Karen harus mempertanyakan kejadian ganjil ini. Dia yakin datang ke sekolah cukup pagi. Namun, saat turun dari mobil, dia lihat para penghuni sekolah sudah berdatangan. Ramai. Tidak satu dua orang saja yang berlari seperti atlet maraton hendak menuju garis finis dan tidak mau keduluan pesaing. Ah, dia tahu penyebabnya. Ini hari Selasa, Pak Badrun, musuh sepenjuru penghuni SMA Cakrawala, bertugas menjaga meja piket.

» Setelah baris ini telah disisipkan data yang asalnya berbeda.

PR #1469, opened 2020-09-03
2passes memory interface

xuguangxin:
# Description
Add memory interface for 2passes stats in and out.
Most of encoders like libaom will use memory as input/output for 2 passes stats.
This patch will make SvtAv1 follow the same tradition. 

# Issue

# Author(s)
guangxin.xu@intel.com

# Performance impact

- [ ] quality
- [ ] memory
- [ ] speed
- [ ] 8 bit
- [ ] 10 bit
- [x] N/A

Lupakan soal Pak Badrun. Sekarang yang lebih penting adalah apa yang menimpa Karen. Semua mata tertuju padanya, tawa tertahan dan bisik-bisik bergulir sesudahnya. Namun, tidak semua bisikan tak bisa dia dengar.
“Dasar cewek aneh! Pakai seragam sekolah kebesaran, kacamata model mata kucing kayak nenek-nenek, belum lagi rambutnya itu. Udah keriting, dicepol tinggi-tinggi di ubun- ubun. Memangnya dia mau main teater?”
Karen menghentikan langkah, menoleh dan memberikan tatapan tajam kepada dua cewek itu. Mereka menghentikan obrolan, tapi masih cekikikan. Karen mengabaikan mereka dengan bergegas menuju kelas.
Selama ini, tidak ada yang terang-terangan mengomentari penampilan anehnya. Biasanya orang-orang tidak ingin mencari masalah dengan Karen karena menganggapnya tak penting. Namun, pagi ini sedikit berbeda.
Kenapa sih anak-anak ini? geramnya dalam hati.
Merasa lelah memberikan sorot tajam kepada setiap orang yang berpapasan dengannya, Karen mempercepat langkah menuju kelasnya di lantai tiga. Dia sekuat tenaga mengabaikan kikikan orang-orang tak penting itu.
“Poni dia habis kena sentrum kali,” bisik siapa pun itu yang terdengar oleh Karen.
Memangnya ada yang salah dengan poniku?
Ada, Karen. Ada.
Semua disebabkan karena tindakan impulsifnya memotong poni tadi!
***
Pelajaran Sejarah selalu membosankan. Karen berusaha menyimak penjelasan Bu Rini, tapi tidak berhasil. Saking bosannya, dia sudah menguap beberapa kali. Karen membolak- balik buku paket, di mana huruf-huruf berbaris monoton. Tidak menarik. Pembahasan tentang kondisi rakyat selama masa penjajahan lebih menarik saat dia membaca Max Havelaar karya Multatuli atau mengamati secara tersirat dari latar novel Tenggelamnya Kapal Van der Wijck-nya Buya Hamka.